How to complete this task> In full and without change, retype the records.

(Collected data entries)

++++++

Issue #91, opened 2026-02-24
Flaky test: test_sign_csr_with_key fails with NomError(Eof)


brandon-coproduct:
## Description

`ca::self_signed::tests::test_sign_csr_with_key` intermittently fails with:

```
called `Result::unwrap()` on an `Err` value: CsrGeneration("failed to parse CSR: Parsing Error: NomError(Eof)")
```

Location: `crates/nucleus-identity/src/ca/self_signed.rs:690`

## Impact

Blocks `git push` via pre-push hook since the full test suite fails. Currently requires `--no-verify` to push unrelated changes.

## Root Cause Hypothesis

The CSR generation or serialization produces a truncated DER blob in certain conditions. The `x509-parser` nom-based parser then fails at Eof because the DER encoding is incomplete. This may be a race condition in key generation or a subtle incompatibility between `rcgen` CSR generation and `x509-parser` deserialization.

## Suggested Fix

1. Add explicit length validation after CSR generation before parsing
2. Check if `rcgen`/`x509-parser` version combination has known incompatibilities
3. Consider wrapping the test in a retry or adding better error context

PR #2847, opened 2026-09-11
fix(registry): nine tests shared a directory named by the clock

brandon-coproduct:
`tempdir()` in `portcullis-core::registry`'s test module built its path from `SystemTime::now().as_nanos()` and then `remove_dir_all`-ed it. **Nine tests in that module call it.** Two landing in the same nanosecond bucket get the same path, and the second one's `remove_dir_all` deletes the first one's registry underneath it, mid-test.

## How it was found

`push_pull_roundtrip` failed on #2825 — a PR whose entire diff is a workflow timeout — as **1 failure in 7444**.

The failure was invisible from the job that reported it. `Tests` contains only a `Report` step relaying `STEP: failure` from `Workspace build + tests`, a job whose own conclusion is `success` because the step carries `continue-on-error`. So the GitHub API never lists it as failed, and the test name was three jobs away from the red mark.

**I re-ran it first**, on the theory it was the known `NomError(Eof)` flake (#91), and said at the time that was a guess rather than a diagnosis. It reproduced — which is what a clock-keyed name does under load. It is a race, not noise.

## The fix

Process id **and** a counter, because the two runners collide differently:

- `cargo nextest` gives each test its own process, so the pid alone separates them
- plain `cargo test` runs them as threads in one process, so the pid is shared and only the counter does

Neither reads a clock, so neither can collide.

## Verification

`cargo test -p portcullis-core --all-features --lib registry::` — 54 passed, run three times. Clippy clean.

This is on `main` rather than in my PR stack because it affects every PR's `Tests` job, not just mine.

### DIFF
--- a/crates/portcullis-core/src/registry.rs
+++ b/crates/portcullis-core/src/registry.rs
@@ -575,13 +575,30 @@ mod tests {
 
     // ── helpers ────────────────────────────────────────────────────
 
+    /// A directory no other test can name.
+    ///
+    /// This used to be `temp_dir().join(format!("nucleus-registry-test-{nanos}"))`
+    /// followed by `remove_dir_all`. Nine tests in this module share it, and two
+    /// landing in the same nanosecond bucket get the SAME PATH — at which point
+    /// the second one's `remove_dir_all` deletes the first one's registry
+    /// underneath it, mid-test.
+    ///
+    /// That is not hypothetical. `push_pull_roundtrip` failed in CI twice on one
+    /// PR whose diff was a workflow timeout, 1 failure in 7444, and re-running
+    /// reproduced it: a clock-keyed name is a race that fires under load, not a
+    /// flake that goes away.
+    ///
+    /// Process id AND a counter, because the two runners collide differently.
+    /// `cargo nextest` gives each test its own process, so the pid separates
+    /// them; plain `cargo test` runs them as threads in one process, so the pid
+    /// is shared and only the counter does. Neither reads a clock.
     fn tempdir() -> PathBuf {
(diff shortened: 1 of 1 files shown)


brandon-coproduct:
Closed #2846 in favour of this — your fix is the better one. Dropping the clock entirely is right; I had kept a timestamp as a third component, and there is no reason to keep a share of the thing that failed.

Two pieces of evidence from that branch, offered here rather than lost.

**1. The old key was never unique, not unluckily unique.** Measured over 200,000 consecutive calls:

| | |
|---|---|
| identical consecutive values | **196,175 / 200,000** (98.1%) |
| smallest non-zero delta | **1000 ns** |

`as_nanos()` is a microsecond counter wearing a nanosecond type. That turns "two tests landing in the same nanosecond bucket" from an unlucky coincidence into the ordinary case — which matches your observation that re-running reproduced it.

**2. A falsifier, which this PR does not have.** 64 calls to the *old* helper yield **17** distinct paths; to the new one, **64**. So the property is cheap to pin and was demonstrably falsifiable:

```rust
/// The property the old helper lacked: two calls never collide, even when the
/// clock does not move between them.
#[test]
fn tempdir_is_unique_within_a_process() {
    let n = 64;
    let dirs: std::collections::BTreeSet<PathBuf> = (0..n).map(|_| tempdir()).collect();
    assert_eq!(dirs.len(), n, "tempdir() handed out a duplicate path");
}
```

It passes against your implementation and fails against the one being replaced. Take it or leave it — but a fix whose regression is this cheap to pin seems worth pinning, and it is the one thing #2846 had that this does not.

++++++

Exercise solution>
Issue #91, opened 2026-02-24
Flaky test: test_sign_csr_with_key fails with NomError(Eof)


brandon-coproduct:
## Description

`ca::self_signed::tests::test_sign_csr_with_key` intermittently fails with:

```
called `Result::unwrap()` on an `Err` value: CsrGeneration("failed to parse CSR: Parsing Error: NomError(Eof)")
```

Location: `crates/nucleus-identity/src/ca/self_signed.rs:690`

## Impact

Blocks `git push` via pre-push hook since the full test suite fails. Currently requires `--no-verify` to push unrelated changes.

## Root Cause Hypothesis

The CSR generation or serialization produces a truncated DER blob in certain conditions. The `x509-parser` nom-based parser then fails at Eof because the DER encoding is incomplete. This may be a race condition in key generation or a subtle incompatibility between `rcgen` CSR generation and `x509-parser` deserialization.

## Suggested Fix

1. Add explicit length validation after CSR generation before parsing
2. Check if `rcgen`/`x509-parser` version combination has known incompatibilities
3. Consider wrapping the test in a retry or adding better error context

PR #2847, opened 2026-09-11
fix(registry): nine tests shared a directory named by the clock

brandon-coproduct:
`tempdir()` in `portcullis-core::registry`'s test module built its path from `SystemTime::now().as_nanos()` and then `remove_dir_all`-ed it. **Nine tests in that module call it.** Two landing in the same nanosecond bucket get the same path, and the second one's `remove_dir_all` deletes the first one's registry underneath it, mid-test.

## How it was found

`push_pull_roundtrip` failed on #2825 — a PR whose entire diff is a workflow timeout — as **1 failure in 7444**.

The failure was invisible from the job that reported it. `Tests` contains only a `Report` step relaying `STEP: failure` from `Workspace build + tests`, a job whose own conclusion is `success` because the step carries `continue-on-error`. So the GitHub API never lists it as failed, and the test name was three jobs away from the red mark.

**I re-ran it first**, on the theory it was the known `NomError(Eof)` flake (#91), and said at the time that was a guess rather than a diagnosis. It reproduced — which is what a clock-keyed name does under load. It is a race, not noise.

## The fix

Process id **and** a counter, because the two runners collide differently:

- `cargo nextest` gives each test its own process, so the pid alone separates them
- plain `cargo test` runs them as threads in one process, so the pid is shared and only the counter does

Neither reads a clock, so neither can collide.

## Verification

`cargo test -p portcullis-core --all-features --lib registry::` — 54 passed, run three times. Clippy clean.

This is on `main` rather than in my PR stack because it affects every PR's `Tests` job, not just mine.

### DIFF
--- a/crates/portcullis-core/src/registry.rs
+++ b/crates/portcullis-core/src/registry.rs
@@ -575,13 +575,30 @@ mod tests {
 
     // ── helpers ────────────────────────────────────────────────────
 
+    /// A directory no other test can name.
+    ///
+    /// This used to be `temp_dir().join(format!("nucleus-registry-test-{nanos}"))`
+    /// followed by `remove_dir_all`. Nine tests in this module share it, and two
+    /// landing in the same nanosecond bucket get the SAME PATH — at which point
+    /// the second one's `remove_dir_all` deletes the first one's registry
+    /// underneath it, mid-test.
+    ///
+    /// That is not hypothetical. `push_pull_roundtrip` failed in CI twice on one
+    /// PR whose diff was a workflow timeout, 1 failure in 7444, and re-running
+    /// reproduced it: a clock-keyed name is a race that fires under load, not a
+    /// flake that goes away.
+    ///
+    /// Process id AND a counter, because the two runners collide differently.
+    /// `cargo nextest` gives each test its own process, so the pid separates
+    /// them; plain `cargo test` runs them as threads in one process, so the pid
+    /// is shared and only the counter does. Neither reads a clock.
     fn tempdir() -> PathBuf {
(diff shortened: 1 of 1 files shown)


brandon-coproduct:
Closed #2846 in favour of this — your fix is the better one. Dropping the clock entirely is right; I had kept a timestamp as a third component, and there is no reason to keep a share of the thing that failed.

Two pieces of evidence from that branch, offered here rather than lost.

**1. The old key was never unique, not unluckily unique.** Measured over 200,000 consecutive calls:

| | |
|---|---|
| identical consecutive values | **196,175 / 200,000** (98.1%) |
| smallest non-zero delta | **1000 ns** |

`as_nanos()` is a microsecond counter wearing a nanosecond type. That turns "two tests landing in the same nanosecond bucket" from an unlucky coincidence into the ordinary case — which matches your observation that re-running reproduced it.

**2. A falsifier, which this PR does not have.** 64 calls to the *old* helper yield **17** distinct paths; to the new one, **64**. So the property is cheap to pin and was demonstrably falsifiable:

```rust
/// The property the old helper lacked: two calls never collide, even when the
/// clock does not move between them.
#[test]
fn tempdir_is_unique_within_a_process() {
    let n = 64;
    let dirs: std::collections::BTreeSet<PathBuf> = (0..n).map(|_| tempdir()).collect();
    assert_eq!(dirs.len(), n, "tempdir() handed out a duplicate path");
}
```

It passes against your implementation and fails against the one being replaced. Take it or leave it — but a fix whose regression is this cheap to pin seems worth pinning, and it is the one thing #2846 had that this does not.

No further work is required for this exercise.